PR #27435, opened 2021-12-19
Core/Creature: Added Helper method for Add or Disable Encounter frame…

BertiRean:
…s Engage

**Changes proposed:**

-  Use a helper method instead making a if in each case where you need add/remove an Encounter frame
-  
-  

**Issues addressed:**

**Tests performed:**

- [ ] 
- [ ]

### DIFF
--- a/src/server/game/Entities/Creature/Creature.cpp
+++ b/src/server/game/Entities/Creature/Creature.cpp
@@ -3122,6 +3122,18 @@ float Creature::GetAggroRange(Unit const* target) const
     return 0.0f;
 }
 
+void Creature::AddInstanceEncounterFrame(uint8 priority /*= 0*/)
+{
+    if (InstanceScript* instance = GetInstanceScript())
+        instance->SendEncounterUnit(ENCOUNTER_FRAME_ENGAGE, this, priority);
+}
+
+void Creature::RemoveInstanceEncounterFrame(uint8 priority /*= 0*/)
+{
+    if (InstanceScript* instance = GetInstanceScript())
+        instance->SendEncounterUnit(ENCOUNTER_FRAME_DISENGAGE, this, priority);
+}
+
 Unit* Creature::SelectNearestHostileUnitInAggroRange(bool useLOS) const
 {
     // Selects nearest hostile target within creature's aggro range. Used primarily by
--- a/src/server/game/Entities/Creature/Creature.h
+++ b/src/server/game/Entities/Creature/Creature.h
@@ -241,6 +241,9 @@ class TC_GAME_API Creature : public Unit, public GridObject<Creature>, public Ma
         float GetAttackDistance(Unit const* player) const;
         float GetAggroRange(Unit const* target) const;
 
+        void AddInstanceEncounterFrame(uint8 priority = 0);
+        void RemoveInstanceEncounterFrame(uint8 priority = 0);
+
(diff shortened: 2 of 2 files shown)


Ovahlord:
at this point you can just get rid of the instance script depency and send plain packets instead. Since open world bosses use it as well (since MoP?).

BertiRean:
> at this point you can just get rid of the instance script depency and send plain packets instead. Since open world bosses use it as well (since MoP?).

Well that could be done also, maybe @Shauren have a better opinion about if we need remove or not the instance dependency

Shauren:
I don't see the value in this PR. Since all (new) boss scripts are supposed to use BossAI, they already have a InstanceScript* member (so you dont need to check it), all this is going to do is change 1 line (`instance->SendEncounterUnit(ENCOUNTER_FRAME_ENGAGE, me, priority);` with another 1 line (`me->AddInstanceEncounterFrame(priority)`

BertiRean:
> 

Well for BossAI you can use the instance pointer on structure, but for scripts that are normally like trash or something. If you don't want make a InstanceScirpt* as struct member in each script, this method save a lot of time and avoid write InstanceScript _instance in each script of normal mob or boss add.

Shauren:
Right, it looks like you missed/forgot one more thing
https://github.com/TrinityCore/TrinityCore/blob/34ae77ca8685ecc0252f580a184d6f37277f33be/src/server/scripts/Northrend/IcecrownCitadel/icecrown_citadel.h#L563-L569

When you use functions like that me->GetInstanceScript() is guaranteed to return something valid (eliminating the need to check it, just like in BossAI)

BertiRean:
I've attached a video about how Serpentrix on Eye of Azshara show different frames for each head.

Shauren:
Yeah but my latest comment still applies to scripted & summoned adds

Aokromes:
Conflicting files
src/server/game/Entities/Creature/Creature.cpp

mdX7:
> at this point you can just get rid of the instance script depency and send plain packets instead. Since open world bosses use it as well (since MoP?).

Cannot confirm. Tested @ 167526 & 178958 (Shadowlands worldbosses) and 83746 (WoD worldboss)

BertiRean:
> Yeah but my latest comment still applies to scripted & summoned adds

But then the method should be on ScriptedAI or CreatureAI?. Because BossAI is only used by the bosses.

Nyr97:
> > at this point you can just get rid of the instance script depency and send plain packets instead. Since open world bosses use it as well (since MoP?).
> 
> Cannot confirm. Tested @ 167526 & 178958 (Shadowlands worldbosses) and 83746 (WoD worldboss)

@Seyden also couldn't confirm this as Galion (MoP worldboss) does not send it either.

Ovahlord:
Doolmlord Kazzak in Taanan Jungle clearly does have the frame and he is a world boss.

ImmortalusDev:
> Doolmlord Kazzak in Taanan Jungle clearly does have the frame and he is a world boss.

Where do you saw that?

mdX7:
Also Kazzak in Tanaan Jungle is not having that
<details>
<summary>Ref</summary>

grafik

</details>

ImmortalusDev:
It was always related only to instanced creatures, bosses and it's summons, nothing else.

PR #27452, opened 2021-12-22
Core/SAI: Remove SMART_ACTION_SEND_GO_CUSTOM_ANIM, make SMART_ACTION_ADD_AURA & SMART_ACTION_SET_GO_FLAG deprecated

offl:
**Changes proposed:**

-  Remove SMART_ACTION_SEND_GO_CUSTOM_ANIM, it was replaced with gameobject actions
-  SMART_ACTION_ADD_AURA is now deprecated, reasons in e96c713815d1d129db31e60a98e2ff069795b9a7
-  SMART_ACTION_SET_GO_FLAG too deprecated, it was replaced with gameobject actions, ADD and REMOVE too were replaced but will stay for a while just in case

**Issues addressed:**

none

**Tests performed:**

none

### DIFF
--- a/src/server/game/AI/SmartScripts/SmartScript.cpp
+++ b/src/server/game/AI/SmartScripts/SmartScript.cpp
@@ -1791,13 +1791,6 @@ void SmartScript::ProcessAction(SmartScriptHolder& e, Unit* unit, uint32 var0, u
                     target->ToUnit()->InterruptNonMeleeSpells(e.action.interruptSpellCasting.withDelayed != 0, e.action.interruptSpellCasting.spell_id, e.action.interruptSpellCasting.withInstant != 0);
             break;
         }
-        case SMART_ACTION_SEND_GO_CUSTOM_ANIM:
-        {
-            for (WorldObject* target : targets)
-                if (IsGameObject(target))
-                    target->ToGameObject()->SendCustomAnim(e.action.sendGoCustomAnim.anim);
-            break;
-        }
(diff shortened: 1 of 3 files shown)


Shauren:
Where is the sql converting SMART_ACTION_SEND_GO_CUSTOM_ANIM to SMART_ACTION_ACTIVATE_GAMEOBJECT? (a generic one, not dependent on entryorguid+id)

offl:
https://github.com/TrinityCore/TrinityCore/commit/8516984ffe1a0241b5cfc47f2d0124291503aec1

Shauren:
Thats "wrong", it must be in this PR, not be pushed earlier (unlikely but not impossible)

offl:
Well, people wanted me to make them deprecated first and remove only after some time
If you mean I need to create a sql, create a warning-commit that in 2 weeks it will be removed, and only after 2 weeks push sql and remove action from core, then I would rather do everything without any warning, because it's not even possible to hold such changes for such a long time without pushing them

Any way that process gives nothing and I'm only wasting time on deprecating stuff and then removing. People who have custom scripts should check what they push, people who cherry pick stuff do it differently and in general lots of things simply are not cherry-pickable without investing time in that. Moreover some of them are not easily cherry-pickable for master because master may have scripts which 3.3.5 does not have

Shauren:
You just didn't need to immediately push the sql together with marking action as deprecated

offl:
Ok

PR #27456, opened 2021-12-23
Shaman cleanup spells

aquadeus:
**Changes proposed:**

-  Fix earthen rage, remove obsolete spells and cleanup

**Tests performed:**

Does it build and tested in-game


Shauren:
Rejected, Do not mix refactors and fixes in a single PR

PR #27461, opened 2021-12-24
Core/SAI: Use GetBaseObject as second param of SMART_ACTION_ACTIVATE_GAMEOBJECT & reorder GameObjectActions

offl:
**Changes proposed:**

-  Use GetBaseObject as second param of SMART_ACTION_ACTIVATE_GAMEOBJECT to make actions with unitCaster param work
-  Reorder GameObjectActions. I **clearly** understand why they were implemented like that but it only makes work harder. They has specific order which helps to understand how exactly they should be used

**Issues addressed:**

none

**Tests performed:**

none

- [ ] maybe check if GetBaseObject is null

### DIFF
--- a/src/server/game/Entities/GameObject/GameObject.cpp
+++ b/src/server/game/Entities/GameObject/GameObject.cpp
@@ -1438,6 +1438,9 @@ void GameObject::ActivateObject(GameObjectActions action, WorldObject* spellCast
 
     switch (action)
     {
+        case GameObjectActions::None:
+            TC_LOG_FATAL("spell", "Spell %d has action type NONE in effect %d", spellId, effectIndex);
+            break;
         case GameObjectActions::AnimateCustom0:
         case GameObjectActions::AnimateCustom1:
         case GameObjectActions::AnimateCustom2:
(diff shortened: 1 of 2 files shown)


src/server/game/Entities/GameObject/GameObject.cpp
```diff
@@ -1438,29 +1438,50 @@ void GameObject::ActivateObject(GameObjectActions action, WorldObject* spellCast
...
             break;
         case GameObjectActions::OpenAndUnlock:
             if (unitCaster)
+            {
                 UseDoorOrButton(0, false, unitCaster);
-            [[fallthrough]];
-        case GameObjectActions::Unlock:
-        case GameObjectActions::Lock:
-            ApplyModFlag(GAMEOBJECT_FLAGS, GO_FLAG_LOCKED, action == GameObjectActions::Lock);
+                RemoveFlag(GAMEOBJECT_FLAGS, GO_FLAG_LOCKED);
```
jackpoz, line 1466: Is RemoveFlag working better in this case than ApplyModFlag ?

offl: It's single case now

src/server/game/Entities/GameObject/GameObject.cpp
```diff
@@ -1496,8 +1513,8 @@ void GameObject::ActivateObject(GameObjectActions action, WorldObject* spellCast
 
             break;
         }
-        case GameObjectActions::None:
-            TC_LOG_FATAL("spell", "Spell %d has action type NONE in effect %d", spellId, effectIndex);
+        case GameObjectActions::SetTapList:
+            // No use cases, implementation unknown
```
Shauren, line 1517: This is supposed to restrict who can loot a chest, for example with boss loot

offl: There also Set Tapped to Challenge Players

Lots of things in GameObject::ActivateObject depends on how [step 4](https://github.com/TrinityCore/TrinityCore/issues/21078#issuecomment-420115205) should be implemented, I guess

jackpoz:
>Known issues and TODO list:
 maybe check if GetBaseObject is null

just for information, if GetBaseObject is null not crash will happen.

■ **Problem**: Go through the records above line by line and say how many lines include "adds", giving only that number.

■ **Your solution**: 2